Und wenn man die Variablen nicht umbenennt sondern der Bequemlichkeit halber oder zur Verhinderung von CPU-Stop bei "Tag_1", "Tag_2", "Tag_3" ... belässt, oder man hat der Bequemlichkeit halber eh' nur Arrays ohne spezifischen Name zur HMI, verwendet die Variablen aber nun für andere Zwecke, dann kann man ohne sich "kümmern" zu müssen nur das CPU-Programm laden und die noch nicht neu geladene HMI kann nun problemlos Fehlsteuerungen machen.
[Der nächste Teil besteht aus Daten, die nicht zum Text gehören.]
PR #140, opened 2022-04-17
Tried to use couchbase in rust, found out that your cmake reference didn't support VISUAL STUDIO 2022

TiloPapke:
The depedency of cmake ist updated to 0.1.48 so that Visual Studio 2022 is support.

still unable to compile your code example "couchbase.lib" could nocht be opened


chvck:
Closing as the version of the SDK using lcb is no longer in development.

PR #142, opened 2022-12-07
fix: `__va_list_tag` not found

kkharji:
## Overview 

This PR solves to issues I faced during building and compiling `couchbase-rs` on macos M1 and rust 1.65.0:

- `__va_list_tag` not found in this scope
- `serde::Serialize` and `serde_derive::Serialize` naming conflict

## Details

When trying to build `couchbase-rs` on macbook m1 or arm64-based docker image. The build process errors with: 

```bash
error[E0412]: cannot find type `__va_list_tag` in this scope
    --> couchbase/src/io/lcb/callbacks.rs:1035:31
     |
1035 | pub(crate) type VaList = *mut __va_list_tag;
     |                               ^^^^^^^^^^^^^ not found in this scope
```

Additionally, when trying to integrate `couchbase-rs` in a rust project, I get Serialize macro/struct name conflict errors.

## Solution

1. **Guard `VaList` definition with extra `target_os` and `target_arch` conditions**
    If `target_arch` is either "arch64" or "arm64" then `VaList` will be defined as `va_list`.
    else it should not effect the original configurations.
2. **Expect `u8` or `i8` while building for arm64**
   if `target_arch` == "aarch64" and it's linux then `u8` else `i8`

cc @chvck

### DIFF
--- a/couchbase/src/api/search.rs
+++ b/couchbase/src/api/search.rs
@@ -1,4 +1,3 @@
-use serde::Serialize;
 use serde_derive::Serialize;
 use serde_json::json;
 use std::fmt::Debug;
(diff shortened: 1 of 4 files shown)


chvck:
Thanks for your contribution @kkharji.

PR #148, opened 2024-01-25
Rust sdk upgrade

oltraj:
Upgraded the Rust SDK


couchbase-sys/Cargo.toml
```diff
@@ -21,7 +21,7 @@ cc = "1.0"
 cmake = "0.1.45"
 
 [build-dependencies.bindgen]
-version = "0.55"
+version = "0.62"
```
chvck, line 24: This should probably be an update to the latest version.

couchbase-sys/Makefile
```diff
@@ -0,0 +1,31 @@
+binding:
```
chvck, line 1: For my understanding why do we need this makefile? `cargo build` should run all the bindgen bits automatically.

couchbase-sys/headers-3.3.10.h
```diff
@@ -0,0 +1,24 @@
+#include "libcouchbase-3.3.10/include/libcouchbase/couchbase.h"
```
chvck, line 1: Again for my understanding what does this file do?

couchbase-sys/src/lib.rs
```diff
@@ -8,3 +8,9 @@
 extern crate openssl_sys;
 
 include!(concat!(env!("OUT_DIR"), "/bindings.rs"));
+
```
chvck, line 11: Was this meant to be here?

chvck (changes requested):
I think that the commits for this PR should be tidied up. One for updating bindgen version and then another for updating libcouchbase.

couchbase-sys/Cargo.toml
oltraj: I agree

oltraj:
> I think that the commits for this PR should be tidied up. One for updating bindgen version and then another for updating libcouchbase.

Thank you for your feedback, @chvck. I appreciate your input. I agree that it would be a good idea to tidy up the commits for this PR. I'll create one commit for updating bindgen to the latest version and another for updating libcouchbase. I'll work on this and update the PR accordingly."

couchbase-sys/src/lib.rs
oltraj: Indeed, there appears to be a duplication of the extern crate openssl_sys; and include!(concat!(env!("OUT_DIR"), "/bindings.rs")); lines in the code. This duplication seems unintentional and can be safely removed. The primary purpose of this code is to set up attributes, dependencies, and include generated Rust bindings. Thank you for pointing this out, and we will make sure to clean it up in the code.

chvck: Sorry, I was referring to the commented out unit test below.

oltraj:
> I think that the commits for this PR should be tidied up. One for updating bindgen version and then another for updating libcouchbase.

Created the PR for the two : 
* https://github.com/couchbaselabs/couchbase-rs/pull/150
* https://github.com/couchbaselabs/couchbase-rs/pull/151

oltraj:
Hello @chvck  , please review the created two PR, thank you

chvck:
Closing as this work has now been completed, and merged, in another PR.

PR #152, opened 2024-04-15
Update to Rust v1.77.2 and libcouchbase v3.3.12

ayushmishra2005:


ayushmishra2005:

Oder umgekehrt: erst die HMI laden ... dann will ich die CPU laden ... TIA will CPU-Stop ... Mist, geht jetzt nicht ... Mist, wie bekomme ich jetzt den vorherigen HMI-Zustand wiederhergestellt??? ... Ach scheixx, lass so, wird schon keiner drücken...

Harald


----------



## Thomas_v2.1 (6 September 2018)

Wer so programmiert und dann keine Vorkehrungen trifft, dass so lange keiner die Anlage übers HMI bedient, der hat es auch nicht anders verdient wenn ihm die Anlage um die Ohren fliegt.
Der Name beschreibt die Funktion, und für das HMI hat die Variable aufgrund des Namens immer noch die gleiche Funktion.


----------



## DeltaMikeAir (6 September 2018)

> Wer so programmiert und dann keine Vorkehrungen trifft, dass so lange  keiner die Anlage übers HMI bedient, der hat es auch nicht anders  verdient wenn ihm die Anlage um die Ohren fliegt.



Trifft man leider ab und zu an, das mit Var1, Var2 oder Tag1 Tag2 programmiert wird ( Grund vermutlich Faulheit, Dummheit oder ggf. beides )
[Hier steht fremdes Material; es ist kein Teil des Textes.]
PR #155, opened 2024-04-30
Added test-case infrastructure and tests for collection and bucket

ayushmishra2005:


couchbase/src/tests/collection.rs
```diff
@@ -0,0 +1,723 @@
...
+    );
+    let result: CouchbaseResult<()> = mocked_collection
+        .unlock(key, 1, UnlockOptions::default())
+        .await;
+
+    assert!(result.is_ok());
+}
+
+#[tokio::test]
+async fn lookup_in_works() {
```
chvck, line 607: Is there much value to these tests that just check that the Cas value is 0? Relatedly, the Cas value should never be 0 on a successful response from the server.

couchbase/src/io/request.rs
```diff
@@ -29,6 +29,11 @@ pub enum Request {
     Touch(TouchRequest),
     GetReplica(GetReplicaRequest),
 }
+impl PartialEq for Request {
+    fn eq(&self, other: &Request) -> bool {
+        true
```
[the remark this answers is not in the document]
ayushmishra2005: @chvck I had to do this to pass request in `mockall` expectation https://github.com/ayushmishra2005/couchbase-rs/blob/0b61447730eb52e6a7f9b8dbe327fd44e85ea23d/couchbase/src/tests/collection.rs#L43

I have just made a correction and made it only test-specific.

couchbase/src/tests/collection.rs
ayushmishra2005: I have just corrected it. Please review

couchbase/src/tests/collection.rs
```diff
@@ -0,0 +1,723 @@
+use crate::api::keyvalue_options::{GetReplicaOptions, ReplicaMode};
```
chvck, line 1: Is there much value to most of these tests? These tests don't actually seem to test any of the forks or the logic in the functions being called, e.g. the get with expiry test doesn't test that the expiry is parsed correctly or that the value is returned either. Would a number of these tests also be better somehow mocking out the LcbInstance in the io module? Or just being integration tests maybe?

In several cases the value being returned by the mockcore also isn't valid for the request. e.g. In the LookupIn test the request asks for a single xattr but gets back 2 non-xattr values completely unrelated to the request.

ayushmishra2005: Hi @chvck 

We already have integration tests to verify integration between different components of the application.

This PR contains only unit tests of collection.rs and bucket.rs. The purpose of these tests is to

1) Test all methods by passing in input and asserting the actual output against an expected one.
2) I have used mocking framework to mock out external  calls but still asserting that the calls are made.

Regarding verification of expected output, let me go through all tests again and modify wherever needed. I will let you know once its done. I just modified expiry test .

chvck: Sounds good @ayushmishra2005 is it also worth testing that the input at the point it reaches the core is also as expected?

ayushmishra2005: Yes @chvck . I am already doing this. [This](https://github.com/ayushmishra2005/couchbase-rs/blob/0b61447730eb52e6a7f9b8dbe327fd44e85ea23d/couchbase/src/tests/collection.rs#L44)  checks that `core.send()` should be called with passed input at least once. If I pass 0 in times, I will panik. Let me add  panic tests for the same.

chvck: Isn't that check just checking that *any* request is sent, rather than the details of the request? Like the request is the correct type and has the correct field values?

ayushmishra2005: Hi @chvck If we pass wrong request as parameter, it will panic. I have added few panic tests for collection. Could you please take a look at this commit https://github.com/couchbaselabs/couchbase-rs/pull/155/commits/b28d11de5067f4ea155a38e7a9f7124a732feed2 


I have added here https://github.com/ayushmishra2005/couchbase-rs/blob/b28d11de5067f4ea155a38e7a9f7124a732feed2/couchbase/src/tests/collection.rs#L164


Please let me know if it makes sense. If yes, I will add panic tests for other functions.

> der hat es auch nicht anders  verdient wenn ihm die Anlage um die Ohren fliegt.


Dem gehören die Ohren langgezogen, wenn die Anlage um die Ohren liegt, liegt der wirtschatliche Schaden ja überwiegend
bei einem Unbeteiligten ( Eigentümer ).

Harald hat schon recht.
Wenn man erst das Panel lädt und dann die CPU einen Stopp möchte und man diesen nicht machen kann, dann ist das Ganze in einem undefinierten Zustand.


----------



## Thomas_v2.1 (6 September 2018)

Also in dem Fall mit dem HMI-Zugriffen hat Siemens bei den neuen Steuerungen aber alles mögliche getan um Fehler zu vermeiden. Da gibt es meiner Meinung nach nichts zu kritisieren.
Ihr verbaut doch auch nicht Hardwaretaster mit der Beschriftung "Taster_34 macht irgendwas", oder wenn ein Taster mit "Anlage Ein" beschriftet ist programmiert man diesen auch nicht mit der Funktion "Anlage aus" um und lässt die Anlage dann stundenlang so weiterlaufen.


----------



## DeltaMikeAir (6 September 2018)

> Da gibt es meiner Meinung nach nichts zu kritisieren.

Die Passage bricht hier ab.